◆ **DATA LISTING**:
PR #874, opened 2019-09-12
Update contributor copyright

johnSchnake:


johnSchnake:
@emuetzel It was originally `"the Heptio Sonobuoy project contributors".` and I just removed the `Heptio`.

For a while it seemed we marked a handful of files as `the Sonobuoy contributors` but I don't think there was strong, clear direction other than not to say `Heptio` any longer and to say `contributors`

emuetzel:
@timh can you confirm that "the Sonobuoy project contributors" is the correct copy? If so, this looks good to me.

johnSchnake:
Looking into SPDX headers as well; trying to do the right thing and do it just once instead of thrashing on this license detail. In a holding pattern for the moment until we decide how to proceed.

johnSchnake:
I think the spdx issue is somewhat tangential, though I'd still like to do them at the same time.

See https://github.com/torvalds/linux/commit/acc962c5140071f251c62f360cb6668c1962ff31#diff-35ffec5ead8756cae8d1726695eef91dR1-R2
for an example. We'd get rid of the header text in each file, but we'd still need to specify the copyright holders/year.

johnSchnake:
```
Copyright notices
SPDX IDs are intending to express information about licenses. Copyright notices ‐ statements about who owns the copyright in a file or project ‐ are outside the scope of SPDX short-form IDs.

Therefore, you should not remove or modify existing copyright notices in files when adding an SPDX ID.
```
https://spdx.org/ids-how

johnSchnake:
That page also says 

> Like copyright notices, existing license texts and notices should be retained, not replaced ‐ especially a third party's license notices

but it seems within our right to replace them all for our own files. Just a bit of housekeeping IMO but guidance of norms would be great

jonasrosland:
This is interesting, I like the SPDX approach to clean things up.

◆ **INSTRUCTIONS FOR THE TASK**: Using only the data above, copy out the lines that include the word "https".

◆ **RESPONSE AREA**:
See https://github.com/torvalds/linux/commit/acc962c5140071f251c62f360cb6668c1962ff31#diff-35ffec5ead8756cae8d1726695eef91dR1-R2
https://spdx.org/ids-how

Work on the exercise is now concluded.